- Born: Hind Arslan March 27, 1949 Lebanon
- Died: May 25, 2008 (aged 59) Beirut, Lebanon
- Years active: 1972 - 1987
- Spouse: Mohamed Larbi

= Nadia Arslan =

Nadia Arslan (Arabic: نادية أرسلان), also romanised as Nadia Arsalan, was a Syrian-Lebanese actress who came to prominence in Egyptian films of the 1970s.

Born Hind Arslan (Arabic: هند أرسلان) to a Druze Syrian father and a Lebanese mother, she won a Lebanon beauty pageant in the beginning of the 1970s and moved to Egypt.
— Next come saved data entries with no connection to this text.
PR #601, opened 2016-05-15
Adds new require-optimization rule.

### LINKED ISSUE #240: Rule Proposal: Require "shouldComponentUpdate" or PureRenderMixin to be applied
On our team, we want to ensure all components are optimized. This means either PureRenderMixin must be applied on the component, or the component must have a `shouldComponentUpdate` method defined. It would be great if ESLint could warn developers when they have forgotten to optimize.

EvNaverniouk:
Fixes #240. Adds a new rule called `require-optimization` which ensures all components either have a `shouldComponentUpdate` method or a `PureRenderMixin`.

Tested on several large React project repos without any issues using a beta release of this rule here (https://travis-ci.org/Eight-Solutions/eslint-plugin-cumul8). General feedback from users of this rule so far have been very positive.

### DIFF
--- a/README.md
+++ b/README.md
@@ -91,6 +91,7 @@ The plugin has a [recommended configuration](#user-content-recommended-configura
 * [prop-types](docs/rules/prop-types.md): Prevent missing props validation in a React component definition
 * [react-in-jsx-scope](docs/rules/react-in-jsx-scope.md): Prevent missing `React` when using JSX
 * [require-extension](docs/rules/require-extension.md): Restrict file extensions that may be required
+* [require-optimization](docs/rules/require-optimization.md): Enforce React components to have a shouldComponentUpdate method
 * [require-render-return](docs/rules/require-render-return.md): Enforce ES5 or ES6 class for returning value in render function
 * [self-closing-comp](docs/rules/self-closing-comp.md): Prevent extra closing tags for components without children
 * [sort-comp](docs/rules/sort-comp.md): Enforce component methods order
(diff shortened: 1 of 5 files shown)


ljharb:
Thanks! Can you add some tests that ensure that SFCs (both normal function and arrow function ones) do *not* warn with this rule?

EvNaverniouk:
@ljharb Ah, of course. Forgot about SFCs. Updated rule, added tests here: https://github.com/yannickcr/eslint-plugin-react/pull/601/commits/94fa138d138a528dc43d46b9a791a72ce0544db6

EvNaverniouk:
Actually, now that I think about it, maybe ignoring SFCs should be done behind an option flag. Since, technically, SFCs are **not** optimized components so they **should** throw an error. But at the moment, there is no way to optimize them. So I can imagine some authors might want to ban the user of SFCs for this reason.

What do you think?

ljharb:
I think throwing an error on all SFCs, especially when other rules exist to require SFCs whenever possible, is heavy handed enough that it would need to be defaulted off, or omitted entirely.

SFCs don't _need_ optimization, that's the point.

EvNaverniouk:
Alright, I'll leave the rule as is then. Ready to merge?

ljharb:
LGTM, but @yannickcr should take a look just to be sure.

What about a shouldComponentUpdate that's the default, i.e., `return true`?

yannickcr:
LGTM too, great work!

PR #658, opened 2016-07-03
`react/display-name`: `ignoreTranspilerName` should only work with `React.createClass`

sheepsteak:
Babel's plugin to add `displayName` ([`babel-plugin-transform-react-display-name`](https://github.com/babel/babel/tree/master/packages/babel-plugin-transform-react-display-name)) to components only works with `React.createClass` components (some more info [here](https://phabricator.babeljs.io/T1331)).

The [`react/display-name`](https://github.com/yannickcr/eslint-plugin-react/blob/master/docs/rules/display-name.md) rule in this repo, however, gives the impression that Babel will add a `displayName` to any `class` or `function` component too as the rule reports them as valid when they are missing `displayName` and the `ignoreTranspilerName` option is `false`.

This change brings the rule into line with what actually happens by not assuming that a `displayName` will be added by Babel for `class` and `function` components.

I realise this is quite a big change for this rule but I think it's causing a lot of people to think a `displayName` is being added automatically when it isn't at the moment. Especially since most people don't really use `React.createClass` anymore. Also, I think because React will use the `function.name` or `class.name` in error messages and the developer tools when `displayName` is missing this problem is being hidden. 

I've updated the tests and tried to keep good coverage but please let me know if anything is missing.

### DIFF
--- a/lib/rules/display-name.js
+++ b/lib/rules/display-name.js
@@ -91,32 +91,8 @@ module.exports = Components.detect(function(context, components, utils) {
         node.parent.parent &&
         node.parent.parent.type === 'VariableDeclarator'
     );
-    var namedClass = (
-      (node.type === 'ClassDeclaration' || node.type === 'ClassExpression') &&
-      node.id &&
-      node.id.name
-    );
 
-    var namedFunctionDeclaration = (
-      (node.type === 'FunctionDeclaration' || node.type === 'FunctionExpression') &&
-      node.id &&
-      node.id.name
-    );
-
-    var namedFunctionExpression = (
-      (node.type === 'FunctionExpression' || node.type === 'ArrowFunctionExpression') &&
-      node.parent &&
-      (node.parent.type === 'VariableDeclarator' || node.parent.method === true)
-    );
-
-    if (
-      namedObjectAssignment || namedObjectDeclaration ||
-      namedClass ||
-      namedFunctionDeclaration || namedFunctionExpression
-    ) {
-      return true;
-    }
-    return false;
+    return namedObjectAssignment || namedObjectDeclaration;
   }
 
   // --------------------------------------------------------------------------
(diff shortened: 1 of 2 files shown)


ljharb:
I'm pretty sure that Babel will in fact add the inferred class/function name, per ES6, which will then be used as the display name by React.

Do you have an example case where this isn't happening?

sheepsteak:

Her first significant performance was in Galal El-Sharkawy's The Greatest Child in the World (اعظم طفل فى العالم) released in 1972 and starring Rushdy Abaza. She became a staple actress for supporting roles in flicks such as the 1973 film Memory of a Night of Love (ذكري ليلة حب) starring Salah Zulfikar and the 1975 film I Want a Solution (أريد حلا) starring Faten Hamama, and the 1965 film Everybody Wants to Fall in Love (الكل عاوز يحب) starring Adel Emam. Her last film of importance was Ahmed Yehia's 1984 film As Not to Fly the Smoke (حتى لايطير الدخان). After marriage to fellow actor Mohamed El Arabi, she retired permanently from cinema in 1987. After her retirement, she grew increasingly religious and later expressed regret for her acting career.

Arslan was diagnosed with breast cancer in 2005 and died on 25 May 2008.